生成性暴露映射模型下非对称关系的量化与交叉拟合推断 (Quantification and cross-fitting inference of asymmetric relations under generative exposure mapping models)

Learning directionality between variables is crucial yet challenging, especially for mechanistic relationships without a priori ordering assumptions. We propose a coefficient of asymmetry to quantify directional asymmetry using Shannon's entropy within a generative exposure mapping (GEM) framework. GEMs arise from experiments where a generative function $g$ maps exposure $X$ to outcome $Y$ through $Y = g(X)$, extended to noise-perturbed GEMs as $Y = g(X) + \epsilon$. Our approach considers a rich class of generative functions while providing statistical inference for uncertainty quantification - a gap in existing bivariate causal discovery techniques. We establish large-sample theoretical guarantees through data-splitting and cross-fitting techniques, implementing fast Fourier transformation-based density estimation to avoid parameter tuning.

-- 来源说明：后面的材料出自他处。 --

PR #1251, opened 2021-05-17
Smarter inclusion of identity information and tests

jeylau:
- [x] Fix missing identity information in tracklets
- [x] Allow animal assembly with identity only
- [x] Automatically stitch with identity when possible
- [x] Allow tracking with identity only (optimal ID assignment based on soft voting of body part identity predictions)


AlexEMG (approved):
Great

MMathisLab (approved):

PR #1257, opened 2021-05-19
(Much) faster multi-animal dataset creation

jeylau:
- Tested against the previous function w/ and w/o a single individual
- Fixed slight mismatch between desired and actual train fraction when cropped images had non-unique filenames
- Runs at ~23k FPS on a huge (300k+ rows) dataset


AlexEMG (dismissed):
Let's put the data here: https://github.com/DeepLabCut/UnitTestData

The methodology accommodates contamination in outcome measurements. Extensive simulations demonstrate superior performance compared to competing causal discovery methods. Applied to epigenetic data examining DNA methylation and blood pressure relationships, our method unveils novel pathways for cardiovascular disease genes \emph{FGF5} and \emph{HSD11B2}. This framework serves as a discovery tool for improving scientific research rigor, with GEM-induced asymmetry representing a low-dimensional imprint of underlying causality

翻译：学习变量间的方向性至关重要但极具挑战性，尤其对于缺乏先验排序假设的机制性关系。我们提出一种非对称系数，利用香农熵在生成性暴露映射（GEM）框架内量化方向性非对称。GEM源于实验，其中生成函数$g$通过$Y = g(X)$将暴露$X$映射至结果$Y$，并扩展至噪声干扰的GEM形式$Y = g(X) + \\epsilon$。该方法考虑了一类丰富的生成函数，同时为不确定性量化提供统计推断——这是现有双变量因果发现技术中的一个空白。我们通过数据分割与交叉拟合技术建立了大样本理论保证，并采用基于快速傅里叶变换的密度估计以避免参数调优。该方法可适应结果测量中的污染问题。大量仿真实验表明，相较于现有因果发现方法，本方法具有更优性能。在应用于研究DNA甲基化与血压关系的表观遗传学数据时，我们的方法揭示了心血管疾病基因\\emph{FGF5}和\\emph{HSD11B2}的新通路。该框架可作为提升科学研究严谨性的发现工具，其中GEM诱导的非对称性代表了底层因果性的低维印记。